PR #347, opened 2020-02-19
add "do not populate" component marking

eqvinox:
Only in the schematic editor for now;  marks an entire component (with
all its symbols) as DNP.  Drawn grayed out with an X over it (calculated
from the bounding box, occasionally looks a bit weird but eh.)

TBD/Future:
- ~add BOM export option to exclude DNP parts~ done
- visualize in board editor & assembly export

screenshot for posterity:
https://aurora.nox.tf/tmp/horizon_dnp.png

### DIFF
--- a/Makefile
+++ b/Makefile
@@ -236,6 +236,7 @@ SRC_IMP = \
 	src/core/tools/tool_smash_silkscreen_graphics.cpp\
 	src/core/tools/tool_renumber_pads.cpp\
 	src/core/tools/tool_fix.cpp\
+	src/core/tools/tool_nopopulate.cpp\
 	src/core/tools/tool_polygon_to_line_loop.cpp\
 	src/document/documents.cpp\
 	src/core/clipboard.cpp\
--- a/src/block/block.cpp
+++ b/src/block/block.cpp
@@ -303,6 +303,9 @@ std::map<const Part *, BOMRow> Block::get_BOM(const BOMExportSettings &settings)
 {
     std::map<const Part *, BOMRow> rows;
     for (const auto &it : components) {
+        if (it.second.nopopulate && !settings.include_nopopulate) {
+            continue;
+        }
         if (it.second.part) {
             const Part *part;
             if (settings.concrete_parts.count(it.second.part->uuid))
--- a/src/block/bom_export_settings.cpp
+++ b/src/block/bom_export_settings.cpp
@@ -11,7 +11,8 @@ const LutEnumStr<BOMExportSettings::CSVSettings::Order> bom_order_lut = {
 };
 
 BOMExportSettings::BOMExportSettings(const json &j, Pool &pool)
-    : csv_settings(j.at("csv_settings")), output_filename(j.at("output_filename").get<std::string>())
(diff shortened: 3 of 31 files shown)


carrotIndustries:
Cool! It's really reassuring to know that other people than me can make non-trivial changes as well.

Some minor things:

I think that drawing symbols in grey and adding the cross is overdoing it bit. The cross by itself is probably fine. I've had in mind to use the grey style to indicate components that aren't yet placed on the board at some point in the future.

A simple tool to set/clear the unpopulate flag would be nice as it allows to modify this flag more directly (context menu or shortcut). See https://github.com/horizon-eda/horizon/blob/master/src/core/tools/tool_fix.cpp for a similar tool.

eqvinox:
updated; I left the code for drawing symbols in a different colors in a separate commit so you can reuse it for the "not placed yet" indication.

> Cool! It's really reassuring to know that other people than me can make non-trivial changes as well.

That's pretty funny because I'm not actually a C++ developer ;D.  Then again I would consider this PR a trivial change really.

eqvinox:
added BOM export checkbox for DNP parts

eqvinox:
Not sure why the AppVeyor CI says "Build has been cancelled by a user.", at least I didn't do anything there.

carrotIndustries:
LGTM, as far as I can tell, the only real thing missing is supporting the new flag in the pick&place export?

carrotIndustries:
One more thing: A common feature among more upmarket EDA software is support for variants.

Suppose you're building something that could be made as either a one or two channel variant. By supporting variants we could represent this in the design data.

Unfortunately, this gets rather unwieldy if we have two or more dimensions that could be varied independently, such as channel count and number of memory chips populated. To elegantly solve this case, we'd need something like meta-variants: One for channel count, one for the memory. The meta variants could then be merged into actual variants that'll get made.

Anyhow, the simple 'do not place' flag is probably enough for most people's use cases.

eqvinox:
> LGTM, as far as I can tell, the only real thing missing is supporting the new flag in the pick&place export?

Oh yeah I totally forgot about that since I haven't used it yet.  I can probably wire that up quickly.

What's also left to do is board/assembly view support; I have a hack but I'm not particularly happy about it and I think this is something for the "next" PR.

> One more thing: A common feature among more upmarket EDA software is support for variants.

I think a good way of doing this without getting overly complex might be with plain old tagging things.  Independent tags can represent orthogonal "dimensions" easily, and if needed there can be an analog of "design rules" that describe tag interdependencies (e.g. "channel3" tag requires "channel2" tag, "230V" tag conflicts with "115V" tag, etc.)

eqvinox:
(add:) Good "Variant" support probably needs some sensible way of swapping out different parts in the same footprint, e.g. for different resistor values or even different IC variants...

eqvinox:
PNP export now has a checkbox like BOM export.

Also, thanks for the quick PDF export fix :)

carrotIndustries:
I think what we have at this point is a good enough for most use cases, so I merged it.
+++++
• **Exercise aim**
Retype the whole listing above exactly as it appears.

• **Result of the task**
PR #347, opened 2020-02-19
add "do not populate" component marking

eqvinox:
Only in the schematic editor for now;  marks an entire component (with
all its symbols) as DNP.  Drawn grayed out with an X over it (calculated
from the bounding box, occasionally looks a bit weird but eh.)

TBD/Future:
- ~add BOM export option to exclude DNP parts~ done
- visualize in board editor & assembly export

screenshot for posterity:
https://aurora.nox.tf/tmp/horizon_dnp.png

### DIFF
--- a/Makefile
+++ b/Makefile
@@ -236,6 +236,7 @@ SRC_IMP = \
 	src/core/tools/tool_smash_silkscreen_graphics.cpp\
 	src/core/tools/tool_renumber_pads.cpp\
 	src/core/tools/tool_fix.cpp\
+	src/core/tools/tool_nopopulate.cpp\
 	src/core/tools/tool_polygon_to_line_loop.cpp\
 	src/document/documents.cpp\
 	src/core/clipboard.cpp\
--- a/src/block/block.cpp
+++ b/src/block/block.cpp
@@ -303,6 +303,9 @@ std::map<const Part *, BOMRow> Block::get_BOM(const BOMExportSettings &settings)
 {
     std::map<const Part *, BOMRow> rows;
     for (const auto &it : components) {
+        if (it.second.nopopulate && !settings.include_nopopulate) {
+            continue;
+        }
         if (it.second.part) {
             const Part *part;
             if (settings.concrete_parts.count(it.second.part->uuid))
--- a/src/block/bom_export_settings.cpp
+++ b/src/block/bom_export_settings.cpp
@@ -11,7 +11,8 @@ const LutEnumStr<BOMExportSettings::CSVSettings::Order> bom_order_lut = {
 };
 
 BOMExportSettings::BOMExportSettings(const json &j, Pool &pool)
-    : csv_settings(j.at("csv_settings")), output_filename(j.at("output_filename").get<std::string>())
(diff shortened: 3 of 31 files shown)


carrotIndustries:
Cool! It's really reassuring to know that other people than me can make non-trivial changes as well.

Some minor things:

I think that drawing symbols in grey and adding the cross is overdoing it bit. The cross by itself is probably fine. I've had in mind to use the grey style to indicate components that aren't yet placed on the board at some point in the future.

A simple tool to set/clear the unpopulate flag would be nice as it allows to modify this flag more directly (context menu or shortcut). See https://github.com/horizon-eda/horizon/blob/master/src/core/tools/tool_fix.cpp for a similar tool.

eqvinox:
updated; I left the code for drawing symbols in a different colors in a separate commit so you can reuse it for the "not placed yet" indication.

> Cool! It's really reassuring to know that other people than me can make non-trivial changes as well.

That's pretty funny because I'm not actually a C++ developer ;D.  Then again I would consider this PR a trivial change really.

eqvinox:
added BOM export checkbox for DNP parts

eqvinox:
Not sure why the AppVeyor CI says "Build has been cancelled by a user.", at least I didn't do anything there.

carrotIndustries:
LGTM, as far as I can tell, the only real thing missing is supporting the new flag in the pick&place export?

carrotIndustries:
One more thing: A common feature among more upmarket EDA software is support for variants.

Suppose you're building something that could be made as either a one or two channel variant. By supporting variants we could represent this in the design data.

Unfortunately, this gets rather unwieldy if we have two or more dimensions that could be varied independently, such as channel count and number of memory chips populated. To elegantly solve this case, we'd need something like meta-variants: One for channel count, one for the memory. The meta variants could then be merged into actual variants that'll get made.

Anyhow, the simple 'do not place' flag is probably enough for most people's use cases.

eqvinox:
> LGTM, as far as I can tell, the only real thing missing is supporting the new flag in the pick&place export?

Oh yeah I totally forgot about that since I haven't used it yet.  I can probably wire that up quickly.

What's also left to do is board/assembly view support; I have a hack but I'm not particularly happy about it and I think this is something for the "next" PR.

> One more thing: A common feature among more upmarket EDA software is support for variants.

I think a good way of doing this without getting overly complex might be with plain old tagging things.  Independent tags can represent orthogonal "dimensions" easily, and if needed there can be an analog of "design rules" that describe tag interdependencies (e.g. "channel3" tag requires "channel2" tag, "230V" tag conflicts with "115V" tag, etc.)

eqvinox:
(add:) Good "Variant" support probably needs some sensible way of swapping out different parts in the same footprint, e.g. for different resistor values or even different IC variants...

eqvinox:
PNP export now has a checkbox like BOM export.

Also, thanks for the quick PDF export fix :)

carrotIndustries:
I think what we have at this point is a good enough for most use cases, so I merged it.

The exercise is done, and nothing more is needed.